Problem description →
Find out how many lines in the records have the string "development" in them, and state only that number.

Excerpts from a dataset →
....................
PR #7718, opened 2025-07-08
Bump node to v22.17.0

pierremtb:
Was facing test:unit issues on windows about lookups defaulting to ipv6, exactly like https://github.com/temporalio/samples-typescript/pull/402.

We should be defaulting to the latest v22 LTS minor anyways.


andrewvarga (approved):
These bugs can be so annoying..nice find!

jacebrowning (approved):
I tested this locally with `asdf install && make run`.

PR #7726, opened 2025-07-09
Prefer builtin NODE_ENV over redundant environment variables

jacebrowning:
Contributes to https://github.com/KittyCAD/modeling-app/issues/3973


src/lib/crossPlatformFetch.ts
```diff
@@ -25,10 +24,6 @@ export default async function crossPlatformFetch<T>(
 
     response = await isomorphicFetch(url, opts)
   } else {
-    // Add credentials: 'include' to options
-    // We send the token with the headers only in development mode, DO NOT
-    // DO THIS IN PRODUCTION, as it is a security risk.
-    opts.headers = headers(env().DEV ? token : undefined)
```
jacebrowning, line 31: I'm not sure why we ever needed to do this.

src/lib/createMachineCommand.ts
```diff
@@ -89,8 +88,7 @@ export function createMachineCommand<
   } else if ('status' in commandConfig) {
     const { status } = commandConfig
     if (status === 'inactive') return null
-    if (status === 'development' && !(env().DEV || IS_STAGING_OR_DEBUG))
-      return null
+    if (status === 'development' && !IS_STAGING_OR_DEBUG) return null
```
jacebrowning, line 91: `!IS_STAGING_OR_DEBUG` essentially means "is production" now, so we might consider renaming in the future.

src/machines/authMachine.ts
```diff
@@ -146,9 +146,9 @@ async function getUser(input: { token?: string }) {
 
   /**
    * We do not want to store a token or a user since the developer is running
-   * the application locally. They know what they are doing.
+   * the application and dependencies locally. They know what they are doing.
    */
-  if (env().DEV && env().VITE_KITTYCAD_API_TOKEN === 'localhost') {
+  if (env().VITE_KITTYCAD_API_TOKEN === 'localhost') {
```
jacebrowning, line 151: This is still safe. We don't set `VITE_KITTYCAD_API_TOKEN` in the production build, but if somehow it had this value the app would be bricked in an obvious way.

src/lib/crossPlatformFetch.ts
nadr0: Hmm I am gonna have to look at this, I am confused what this is doing.

nadr0 (changes requested):
Blocking PR for the moment until we resolve this https://github.com/KittyCAD/modeling-app/pull/7726/files#r2195143702

Need to double check this.

src/lib/crossPlatformFetch.ts
jacebrowning: I have brought back these headers after our [Slack](https://kittycadworkspace.slack.com/archives/C07A80B83FS/p1752248033631379?thread_ts=1752186947.963619&cid=C07A80B83FS) discussion.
....................
Answer for this exercise →
3